■ **ASSIGNED TASK**
Find every line in the entries that holds the string "notification" and report it.
**** DATA SUPPLIED ****
PR #143, opened 2019-03-11
refactor: add uuid as key

BaojunCZ:


packages/neuron-wallet/src/store/WalletStore.ts
```diff
@@ -1,85 +1,95 @@
-import BaseStore from './store'
+import Store from 'electron-store'
+import { v4 } from 'uuid'
 import { Keystore } from '../keys/keystore'
 import env from '../env'
 
-const keyWalletName = 'WalletName'
+const encryptKey = 'Neuron'
```
Keith-CY: better to be in env

packages/neuron-wallet/src/store/WalletStore.ts
```diff
@@ -1,85 +1,95 @@
...
+
+const WalletIDKey = 'WalletID'
```
Keith-CY: better to be in env

packages/neuron-wallet/src/store/WalletStore.ts
BaojunCZ: ok

packages/neuron-wallet/src/store/WalletStore.ts
BaojunCZ: It is a key just used in wallet store.So I don't think it needs to go to env

packages/neuron-wallet/package.json
```diff
@@ -58,7 +60,7 @@
     "electron-devtools-installer": "^2.2.4",
     "spectron": "^5.0.0",
     "tslint": "^5.12.1",
-    "execa": "^1.0.0",
-    "@types/execa": "^0.9.0"
+    "@types/uuid": "^3.4.4",
```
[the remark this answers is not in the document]
BaojunCZ: yes, I will move it under other @types

packages/neuron-wallet/src/store/WalletStore.ts
ashchan: Let's do it this way: check env, and use different root folder for keys.

For example, for production, use `/keys` (relative to default user data folder), for development, use `/keys-dev`, for test, use `/keys-test`. This is to avoid wiping local data when running tests or affecting production data when running in development on the same machine.

BaojunCZ: ok,test is running in different folder now.I will move dev part to new folder

packages/neuron-wallet/src/store/WalletStore.ts
```diff
@@ -28,7 +26,7 @@ export default class WalletStore {
   constructor() {
     const idOptions: Options = {
       name: env.walletIDName,
-      encryptionKey: encryptKey,
+      encryptionKey: env.storeEncryptKey,
```
ashchan: Do we really need to encrypt files?

package.json
```diff
@@ -28,7 +28,7 @@
 
     "bootstrap": "lerna bootstrap && lerna link",
     "lint": "lerna run lint",
-    "test": "lerna run teststore && lerna run --parallel test",
+    "test": "lerna run --parallel test && lerna run teststore",
```
ashchan: I think it's better to call `teststore` from `neuron-wallet` package instead.

BaojunCZ: ok

packages/neuron-wallet/src/store/WalletStore.ts
BaojunCZ: Encryption or not has little effect.I think better than nothing

PR #145, opened 2019-03-13
refactor: add BIP44 protocol and update researching hd wallet used address

duanyytop:


packages/neuron-wallet/src/keys/tool.ts
```diff
@@ -0,0 +1,83 @@
+import { BIP32 } from 'bip32'
+import { Child } from './keystore'
+
+// BIP44: https://github.com/satoshilabs/slips/blob/master/slip-0044.md
+const PURPOSE = "44'"
```
Keith-CY: these constants could be type of enum

packages/neuron-wallet/src/keys/tool.ts
```diff
@@ -0,0 +1,83 @@
...
+// 360 is tentative value
+const COIN_TYPE_TESTNET: string = "360'"
+const ACCOUNT = "0'"
+// external address
+const CHANGE = 0
+
+export default class Tool {
+  private static root: BIP32
+
+  public static searchUsedChildKeys(root: BIP32) {
```
Keith-CY: `static` method cannot access to `this`, and this should be alerted by `eslint`

packages/neuron-wallet/src/keys/tool.ts
```diff
@@ -0,0 +1,83 @@
...
+
+  private static getAddressFromHDIndex(index: number): string {
+    const path = Tool.getPath(index)
+    const { publicKey } = this.root.derivePath(path)
+    return this.getAddressFromPublicKey(publicKey.toString('hex'))
+  }
+
+  // minUnusedIndex should be big number, 100 is convenient to do test.
+  // depth is loop depth for searching used address
+  private static searchIterationForExternalAddress(
```
Keith-CY: the function name is too long

packages/neuron-wallet/src/keys/tool.ts
duanyytop: Here `Tool` replace `this` ?

packages/neuron-wallet/src/keys/tool.ts
duanyytop: OK

packages/neuron-wallet/src/keys/tool.ts
duanyytop: I think it can show what this function to do, and how long of function name is too long? Does the eslint have a specific number ？

packages/neuron-wallet/src/keys/tool.ts
Keith-CY: if `root` is a property of `Tool` instance, `Tool` class cannot access to it. You can set this method to instance method(remove `static`), or pass the instance to it.

packages/neuron-wallet/src/keys/tool.ts
Keith-CY: IMO, `searchAddress` is enough, `iteration` or `external` can be default params to this function

packages/neuron-wallet/src/keys/tool.ts
duanyytop: root is not a instance of Tool.

packages/neuron-wallet/src/keys/tool.ts
duanyytop: OK. I will think twice.

packages/neuron-wallet/src/keys/tool.ts
Keith-CY: I mean, `this.root` is to get `root` property of `Tool` instance, and `Tool` static method cannot get the instance, namely `Tool` static method cannot get `this.root`

duanyytop: OK. I see. But how can I get `root` from `Tool`? `Tool` is just a tool class, so I think it should be a static class.

Keith-CY: In this function you are going to update the `this.root`, so just pass `this`(namely the instance` in:
```
public static searchUsedChildKeys(tool: Tool, root: BIP32) {
  tool.root = root
}
```

duanyytop:
I have solved questions above.

packages/neuron-wallet/src/keys/tool.ts
```diff
@@ -2,25 +2,27 @@ import { BIP32 } from 'bip32'
...
-const PURPOSE = "44'"
-// 360 is tentative value
-const COIN_TYPE_TESTNET: string = "360'"
-const ACCOUNT = "0'"
-// external address
-const CHANGE = 0
+enum Constant {
+  PURPOSE = "44'",
+  // 360 is tentative value
+  COIN_TYPE_TESTNET = "360'",
```
Keith-CY: enum should be named in `PascalCase`

duanyytop: OK

ashchan: Isn't 'Constant' too generic a name for enum?

duanyytop: Indeed! I will refactor later.

PR #148, opened 2019-03-14
feat(neuron-ui): wallet manage ui

BaojunCZ:


packages/neuron-ui/src/components/Settings/InputWalletPswDialog.tsx
```diff
@@ -0,0 +1,72 @@
...
+              onChange={(e: any) => stePassword(e.currentTarget.value)}
+              isInvalid={errorMsg !== ''}
+            />
+            <Form.Control.Feedback type="invalid">{errorMsg}</Form.Control.Feedback>
+          </Col>
+        </Form.Group>
+      </Card.Body>
+      <Card.Footer className="text-muted">
+        <div
+          style={{
```
duanyytop: Please use styled-component

packages/neuron-ui/src/components/Settings/InputWalletPswDialog.tsx
```diff
@@ -0,0 +1,72 @@
+import React, { useState } from 'react'
+import { Card, Button, Form, Row, Col } from 'react-bootstrap'
+import { MainActions } from '../../containers/MainContent/reducer'
+import { Wallet } from '../../contexts/Wallet'
+
+const InputWalletPswDialog = ({ wallet, dispatch }: { wallet: Wallet; dispatch: any }) => {
+  const [errorMsg, setErrorMsg] = useState('')
+  const [password, stePassword] = useState('')
```
Keith-CY: setPassword

packages/neuron-ui/src/containers/Providers/index.tsx
```diff
@@ -121,7 +131,9 @@ const withProviders = (Comp: React.ComponentType<{ providerDispatch: ProviderDis
     <SettingsContext.Provider value={providers.settings}>
       <ChainContext.Provider value={providers.chain}>
         <WalletContext.Provider value={providers.wallet}>
-          <Comp {...props} providerDispatch={dispatch} />
+          <WalletsContext.Provider value={providers.wallets}>
```
Keith-CY: don't add a provider, just set wallets in settings.

packages/neuron-ui/src/components/Settings/InputWalletPswDialog.tsx
BaojunCZ: ok

packages/neuron-ui/src/containers/Providers/index.tsx
BaojunCZ: ok

packages/neuron-ui/src/components/Settings/InputWalletPswDialog.tsx
BaojunCZ: ok

packages/neuron-ui/src/widgets/InlineInput/index.tsx
```diff
@@ -7,9 +7,11 @@ export interface InputProps {
   onChange: (event: React.FormEvent<React.PropsWithoutRef<any>>) => void
   tooltip?: string
   placeholder?: string
+  inputtype?: string
```
duanyytop: inputType

packages/neuron-ui/src/components/Settings/InputWalletPswDialog.tsx
```diff
@@ -0,0 +1,82 @@
...
+          <Button
+            variant="light"
+            onClick={() =>
+              dispatch({
+                type: MainActions.SetDialog,
+                payload: null,
+              })
+            }
+          >
+            Cancel
```
duanyytop: Add i18n to hard core message

packages/neuron-ui/src/components/Settings/InputWalletPswDialog.tsx
```diff
@@ -0,0 +1,83 @@
...
+import { Card, Button, Form, Row, Col } from 'react-bootstrap'
+
+import { MainActions } from '../../containers/MainContent/reducer'
+
+const ButtonDiv = styled.div`
+  display: flex;
+  justify-content: space-between;
+`
+
+const InputWalletPswDialog = ({
```
ashchan: Please use full name for `psw`, `msg` etc.

packages/neuron-ui/src/components/Settings/Wallets.tsx
```diff
@@ -1,144 +1,134 @@
...
-    const index = temps.indexOf(walletSelected)
-    const name = prompt(t('Please enter your wallet name'), temp)
-    if (index > -1 && name != null && name !== '') {
-      temps.splice(index, 1, name)
-    }
-    setWalletsState(temps)
-  }
+  const actionItems = (index: number) => [
+    {
+      label: t('select'),
```
ashchan: @BaojunCZ @Keith-CY @duanyytop Please use `feature.section.select` style of `i18n` keys. `feature.section` could be anything that helps us distinguish where we should organize that translation. Using a single word as key would make very hard to translate and organize, and cause errors when we update. (e.g., when we want to call `Edit` on manage wallet view as `Update`, and keep as `Edit` on another view. Just an example.)

BaojunCZ: ok

packages/neuron-ui/src/components/Settings/InputWalletPswDialog.tsx
```diff
@@ -22,16 +23,24 @@ const InputWalletPswDialog = ({
...
-      dispatch({
-        type: MainActions.SetDialog,
-        payload: null,
-      })
-      handle()
-    } else {
+    if (!password) {
       setErrorMsg('Please enter password')
     }
+    checkPassword(password, (passwordValid: boolean) => {
```
Keith-CY: Is it designed that only one password for all wallets? If not, the wallet identifier should be passed too.

BaojunCZ: ok,make sense

ashchan: We didn't mention this yet, but for now let's assume we have separate password for each wallets.

In fact, all operations on a wallet should pass the wallet identifier. Although we have a `CurrentWallet` concept, that should only used to get current active wallet's identifier (or object for simple read) and the identifier should pass to low level.

packages/neuron-ui/src/components/Router/index.tsx
```diff
@@ -123,7 +123,7 @@ export const mainContents: CustomRoute[] = [
   },
   {
     name: `WalletEditor`,
-    path: `${Routes.WalletEditor}/:name`,
+    path: `${Routes.WalletEditor}/:wallet`,
```
ashchan: Are we using wallet id (`identifier`) when constructing this URL? If not (for example if we're using wallet name) please update to make sure we pass wallet identifier instead of name. This also applies to other routes and views where we need to pass or set wallet.

packages/neuron-wallet/src/mock.ts
```diff
@@ -8,25 +8,30 @@ export const transactions = Array.from({
 
 export const transactionCount = 500
 
-interface Wallet {
+export interface MockWallet {
```
ashchan: While we're leaving many wallet implementation detail for later, we should just call this `Wallet` instead of `MockWallet`.

packages/neuron-wallet/src/channel/index.ts
```diff
@@ -258,13 +258,21 @@ export class Listeners {
...
-        status: ResponseStatus.Success,
-        result: password === '1qaz',
-      })
-      // e.returnValue = password === '1qaz'
-    })
+    return ipcMain.on(
+      Channel.CheckWalletPassword,
+      (e: Electron.Event, { walletID, password }: { walletID: string; password: string }) => {
+        let valid = false
+        wallets().forEach((value: MockWallet) => {
```
ashchan: This doesn't look right. It returns valid when any wallet has the correct password?

packages/neuron-ui/src/components/Router/index.tsx
BaojunCZ: Using the whole wallet object now.There is id in object

packages/neuron-wallet/src/channel/index.ts
BaojunCZ: `if (value.id === walletID && value.password === password)`
No,find the wallet with right id,then check password

Keith-CY: IMO, there are two steps

1. find the wallet by the id, otherwise return `wallet not found`.
2. verify its password.

packages/neuron-wallet/src/mock.ts
```diff
@@ -8,14 +8,15 @@ export const transactions = Array.from({
...
-export interface MockWallet {
+export interface Wallet {
   name: string
   id: string
   balance: number
   address: string
   publicKey: Uint8Array
   msg: string
   password: string
+  mnemonic: string
```
Keith-CY: Will mnemonic be cached?

BaojunCZ: I merged from channel/index.ts.It`s temp.Keystore have not been confirmed.

packages/neuron-wallet/src/channel/index.ts
duanyytop: This loop will not stop even if valid is true.

BaojunCZ: I've refactored this part

packages/neuron-wallet/src/channel/index.ts
```diff
@@ -256,12 +256,22 @@ export class Listeners {
     return ipcMain.on(
       Channel.CheckWalletPassword,
       (e: Electron.Event, { walletID, password }: { walletID: string; password: string }) => {
+        let target = -1
         let valid = false
-        wallets().forEach((value: Wallet) => {
-          if (value.id === walletID && value.password === password) {
-            valid = true
+        wallets().forEach((value: Wallet, index: number) => {
```
Keith-CY: use `wallets.find(wallet => wallet.id === walletID)`, avoid using loop.

packages/neuron-wallet/src/channel/index.ts
```diff
@@ -256,12 +256,22 @@ export class Listeners {
...
+          if (value.id === walletID) {
+            target = index
           }
         })
+        if (target === -1) {
```
Keith-CY: The error message should send to UI layer cause the dialog should be dismissed.

packages/neuron-wallet/src/channel/index.ts
```diff
@@ -256,12 +256,22 @@ export class Listeners {
...
+          const notification = new Notification({
+            title: `Check Wallet Password`,
+            body: `Wallet not find`,
+          })
+          notification.show()
+        } else if (wallets()[target].password === password) {
```
Keith-CY: variable `valid` is redundant, just put `send success message` in this logic branch

BaojunCZ:
Refactor over

packages/neuron-ui/src/components/Settings/InputWalletPasswordDialog.tsx
```diff
@@ -27,15 +27,17 @@ const InputWalletPasswordDialog = ({ wallet, dispatch, handle }: InputPasswordPr
     if (!password) {
       setErrorMsg('Please enter password')
     }
-    checkPassword(wallet.name, password, (passwordValid: boolean) => {
-      if (passwordValid) {
+    checkPassword(wallet.name, password, (args: Response<string>) => {
+      if (args.result) {
```
Keith-CY: success or fail are designated by `args.status`, but this works

packages/neuron-wallet/src/channel/index.ts
```diff
@@ -256,16 +256,25 @@ export class Listeners {
...
-        e.sender.send(Channel.CheckWalletPassword, {
-          status: ResponseStatus.Success,
-          result: valid,
-        })
+        const myWallet = wallets().find(wallet => wallet.id === walletID)
+        if (!myWallet) {
+          e.sender.send(Channel.CheckWalletPassword, {
+            status: ResponseStatus.Success,
+            result: false,
+            msg: 'Wallet not find',
```
Keith-CY: `Wallet not found` not `Wallet not find`. I'll fix it.

PR #150, opened 2019-03-19
refactor: i18n key

BaojunCZ:


Keith-CY:
According to the [docs](https://react.i18next.com/latest/usetranslation-hook), namespace can be a param of `useTranslation`

BaojunCZ:
get it

ashchan:
> According to the [docs](https://react.i18next.com/latest/usetranslation-hook), namespace can be a param of `useTranslation`

`t('path.to.key')` usage is fine.

BaojunCZ:
Uniform format or both？I don’t think it has much impact.

ashchan:
> Uniform format or both？I don’t think it has much impact.

Use full path format if possible. Example:

https://github.com/nervosnetwork/neuron/blob/develop/packages/neuron-wallet/src/menu.ts#L27

BaojunCZ:
ok,I will use full path format and make keys to be lower cases

PR #151, opened 2019-03-19
chore: update receive ui

duanyytop:


packages/neuron-ui/src/components/Receive/index.tsx
```diff
@@ -10,33 +10,79 @@ declare global {
...
+
+const QRCodeModal = styled.div`
   text-align: center;
 `
 
-const Receive = () => {
+const Receive = ({ address }: { address: string }) => {
   const [t] = useTranslation()
-  const address: string = '0x0da2fe99fe549e082d4ed483c2e968a89ea8d11aabf5d79e5cbf06522de6e674'
+  const [show, setShow] = useState(false)
```
ashchan: `show` is too generic. Perhaps something like `showLargeQR`?

packages/neuron-ui/src/components/Receive/index.tsx
```diff
@@ -10,33 +10,79 @@ declare global {
...
         </Card.Header>
         <Card.Body>
-          <QRCodePanel>
-            <QRCode value={address} size={256} />
+          <AddressTip>{t('Address')}</AddressTip>
+          <AddressPanel>
+            <Address onClick={() => window.clipboard.writeText(accountAddress)}>{accountAddress}</Address>
+            <OverlayTrigger placement="bottom" overlay={<Tooltip id="address-tooltip">{t('Copy address')}</Tooltip>}>
+              <CopyImage
+                src="./image/copy.png"
```
ashchan: Have we confirmed that referring resources relatively works perfectly after packaging the app?

duanyytop: I will go to confirm now.

packages/neuron-ui/src/components/Receive/index.tsx
duanyytop: OK

packages/neuron-ui/src/components/Receive/index.tsx
duanyytop: Indeed, it could not work and I import `grommet-icons` to provide copy image

ashchan: Great. But we still need to figure out how to make image and other resource loading work.

duanyytop: OK. I will research this question.

packages/neuron-ui/src/components/Receive/index.tsx
```diff
@@ -51,21 +41,30 @@ const Receive = ({ address }: { address: string }) => {
...
-          <AddressPanel>
-            <Address onClick={() => window.clipboard.writeText(accountAddress)}>{accountAddress}</Address>
-            <OverlayTrigger placement="bottom" overlay={<Tooltip id="address-tooltip">{t('Copy address')}</Tooltip>}>
-              <CopyImage onClick={() => window.clipboard.writeText(accountAddress)} />
-            </OverlayTrigger>
-          </AddressPanel>
+          <Form.Group>
+            <Form.Label>{t('Address')}</Form.Label>
+            <AddressPanel>
+              <OverlayTrigger placement="bottom" overlay={<Tooltip id="address-tooltip">{t('Copy address')}</Tooltip>}>
```
ashchan: Please make sure we're using namespace i18n keys. (Can be in a future PR to make this one get merged soon.)

duanyytop: OK

duanyytop: Neuron-ui don't use namespace i18n keys now and I will create a new issue and branch to solve this question.

BaojunCZ: yes,I am doing it

packages/neuron-ui/src/components/Receive/index.tsx
```diff
@@ -10,33 +11,73 @@ declare global {
   }
 }
 
+const AddressPanel = styled.div`
+  dispaly: flex;
+  display: -webkit-flex; /* Safari */
```
Keith-CY: unnecessary, styled-component will add this prefix

packages/neuron-ui/src/components/Receive/index.tsx
```diff
@@ -10,33 +11,73 @@ declare global {
...
-  margin-top: 50px;
+const QRCodeModal = styled.div`
   text-align: center;
 `
 
-const Receive = () => {
+const Receive = ({ address }: { address: string }) => {
   const [t] = useTranslation()
-  const address: string = '0x0da2fe99fe549e082d4ed483c2e968a89ea8d11aabf5d79e5cbf06522de6e674'
+  const [showLargeQRCode, setShowLargeQRCode] = useState(false)
```
Keith-CY: component shouldn't have state, all state are just management in container, like MainContent

packages/neuron-ui/src/components/Receive/index.tsx
duanyytop: Without `-webkit-flex`, it don't work.

packages/neuron-ui/src/components/Receive/index.tsx
duanyytop: You mean all states of components(belong to main content page) should be put in `containers/MainContent`?

ashchan: From a practice perspective, I think it's fairly fine to have simple 'state' like this within a pure component. This is only a toggle value to determine if the QR should be displayed in a large.

packages/neuron-ui/src/components/Receive/index.tsx
Keith-CY: Interesting, the styled-component should add that automatically.

Leave it, it's running only in chrome, prefix is unnecessary.

packages/neuron-ui/src/components/Receive/index.tsx
Keith-CY: A component with its inner state should be regarded as a widget.

There are three ways to display the larger one.

1. place the larger one in Dialog Widget, and set the dialog state in MainContent to toggle it.
2. add a new widget which has its own state to toggle the size of its picture.
3. use pure CSS to display/hide the image.

It's ok for now. Refactor it later.

ashchan:
@duanyytop Looks good now. Could you please resolve the conflicts?

duanyytop:
OK. I will fix conflict now.

PR #345, opened 2019-05-20
refactor: add LockUtils

classicalliu:
Using LockUtils to deal with lock/lockHash/address/blake160 convert

### DIFF
--- a/packages/neuron-wallet/src/utils/lockUtils.ts
+++ b/packages/neuron-wallet/src/utils/lockUtils.ts
@@ -1,0 +1,96 @@
+import nodeService from '../startup/nodeService'
+import { CellOutPoint, OutPoint, Script } from '../appTypes/types'
+
+const { core } = nodeService
+
+export default class LockUtils {
+  static systemScriptInfo: { codeHash: string; outPoint: OutPoint } | undefined
+
+  static async systemScript() {
+    if (this.systemScriptInfo) {
+      return this.systemScriptInfo
+    }
+
+    const genesisHash: string = await core.rpc.getBlockHash('0')
+    const genesisBlock = await core.rpc.getBlock(genesisHash)
+    const systemScriptTx = genesisBlock.transactions[0]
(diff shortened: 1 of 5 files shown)


packages/neuron-wallet/src/utils/lockUtils.ts
```diff
@@ -0,0 +1,96 @@
...
+export default class LockUtils {
+  static systemScriptInfo: { codeHash: string; outPoint: OutPoint } | undefined
+
+  static async systemScript() {
+    if (this.systemScriptInfo) {
+      return this.systemScriptInfo
+    }
+
+    const genesisHash: string = await core.rpc.getBlockHash('0')
+    const genesisBlock = await core.rpc.getBlock(genesisHash)
```
ashchan: We should use `getBlockByNumber('0')` to reduce one RPC call.

packages/neuron-wallet/src/utils/lockUtils.ts
```diff
@@ -0,0 +1,96 @@
...
+    if (typeof data === 'string') {
+      blake2b.update(core.utils.hexToBytes(data))
+    } else {
+      // if Uint8Array
+      blake2b.update(data)
+    }
+    const codeHash: string = blake2b.digest('hex')
+    const cellOutPoint: CellOutPoint = {
+      txHash: systemScriptTx.hash,
+      index: '0',
```
ashchan: If I recall correctly the index should be `1` instead?

packages/neuron-wallet/src/utils/lockUtils.ts
classicalliu: updated, thanks

packages/neuron-wallet/src/utils/lockUtils.ts
classicalliu: updated

Keith-CY:
conflicts

PR #346, opened 2019-05-20
Verify password complexity

BaojunCZ:


packages/neuron-ui/src/utils/validators.ts
```diff
@@ -13,7 +13,7 @@ export const verifyWalletSubmission = ({
   confirmPassword: string
   name: string
 }) => {
-  return password && name && password === confirmPassword
+  return password && name && password === confirmPassword && password.length >= 8 && confirmPassword.length >= 8
```
classicalliu: no need for `confirmPassword.length >= 8` after check `password === confirmPassword`
```suggestion
  return password && name && password === confirmPassword && password.length >= 8
```

BaojunCZ: ok

packages/neuron-wallet/src/controllers/wallets.ts
```diff
@@ -76,6 +76,12 @@ class WalletsController {
     receivingAddressNumber: number
     changeAddressNumber: number
   }): Promise<ChannelResponse<Wallet>> => {
+    if (!WalletsController.verifyPasswordComplexity(password)) {
+      return {
+        status: ResponseCode.Fail,
+        msg: 'At least 8 characters, three types of uppercase and lowercase alphabets, numbers, and special symbols!',
```
ashchan: To make the verification and message more clear, we should separate the results. e.g., check these:

* password !== confirmPassword,
* password length < required length
* password complexity < required conditions

packages/neuron-wallet/src/controllers/wallets.ts
```diff
@@ -178,6 +217,13 @@ class WalletsController {
         }
         if (newPassword) {
           if (WalletsController.service.validate({ id, password })) {
+            if (!WalletsController.verifyPasswordComplexity(newPassword)) {
+              return {
+                status: ResponseCode.Fail,
+                msg:
+                  'At least 8 characters, three types of uppercase and lowercase alphabets, numbers, and special symbols!',
```
ashchan: The message appears in multiple places, and is not localized.

BaojunCZ: ok

packages/neuron-ui/src/utils/validators.ts
```diff
@@ -13,7 +13,7 @@ export const verifyWalletSubmission = ({
   confirmPassword: string
   name: string
 }) => {
-  return password && name && password === confirmPassword
+  return password && name && password === confirmPassword && password.length >= 8
```
Keith-CY: use `MIN_PASSWORD_LENGTH` instead of `8`

packages/neuron-wallet/src/controllers/wallets.ts
```diff
@@ -156,6 +159,32 @@ class WalletsController {
     }
   }
 
+  public static verifyPasswordComplexity = (password: string) => {
+    if (password.length < 8) {
```
Keith-CY: use `MIN_PASSWORD_LENGTH` instead of `8`

packages/neuron-wallet/src/controllers/wallets.ts
```diff
@@ -170,7 +161,7 @@ class WalletsController {
 
   public static verifyPasswordComplexity = (password: string) => {
     if (password.length < 8) {
-      return false
+      throw Error(i18n.t('messages.wallet-password-at-least-8-characters'))
```
ashchan: Please change this to:

1. Use constant for the length (`8`).
2. Use that constant from the `i18n` message.

packages/neuron-wallet/src/locales/en.ts
```diff
@@ -36,6 +36,9 @@ export default {
     messages: {
       'failed-to-load-networks': 'Failed to load networks',
       'Networks-will-be-reset': 'Networks will be reset',
+      'wallet-password-at-least-8-characters': 'Password must be at least 8 characters',
+      'wallet-password-at-least-3-types':
+        'Password must be three types of uppercase and lowercase alphabets, numbers, and special symbols',
```
ashchan:
```suggestion
        'Password must contain a combination of uppercase and lowercase letters, numbers and special symbols.',
```

packages/neuron-wallet/src/locales/en.ts
```diff
@@ -36,6 +36,9 @@ export default {
     messages: {
       'failed-to-load-networks': 'Failed to load networks',
       'Networks-will-be-reset': 'Networks will be reset',
+      'wallet-password-at-least-8-characters': 'Password must be at least 8 characters',
+      'wallet-password-at-least-3-types':
```
ashchan:
```suggestion
      'wallet-password-letter-complexity':
```

Keith-CY:
Should we limit the password up to a maximum length?

packages/neuron-wallet/src/controllers/wallets.ts
```diff
@@ -156,6 +161,32 @@ class WalletsController {
     }
   }
 
+  public static verifyPasswordComplexity = (password: string) => {
+    if (password.length < MIN_PASSWORD_LENGTH) {
+      throw Error(i18n.t('messages.wallet-password-less-than-min-length'))
```
Keith-CY: use the constant in the message means use the i18n interpolation, there's the [guide](https://www.i18next.com/translation-function/interpolation)

ashchan:
> Should we limit the password up to a maximum length?

Perhaps. Make it big enough but still practical, say 50?

packages/neuron-wallet/src/controllers/wallets.ts
ashchan: Indeed.

Keith-CY:
> > Should we limit the password up to a maximum length?
> 
> Perhaps. Make it big enough but still practical, say 50?

Agree

packages/neuron-wallet/src/controllers/wallets.ts
```diff
@@ -18,6 +19,9 @@ export enum WalletsMethod {
   SendCapacity = 'sendCapacity',
 }
 
+export const MIN_PASSWORD_LENGTH = 8
```
Keith-CY: has been defined in `utils/const`

PR #364, opened 2019-05-22
fix(neuron-wallet): fix base path of logger module by path module

Keith-CY:


packages/neuron-wallet/src/utils/logger.ts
****
■ **ANSWER SECTION**
+          const notification = new Notification({
+          notification.show()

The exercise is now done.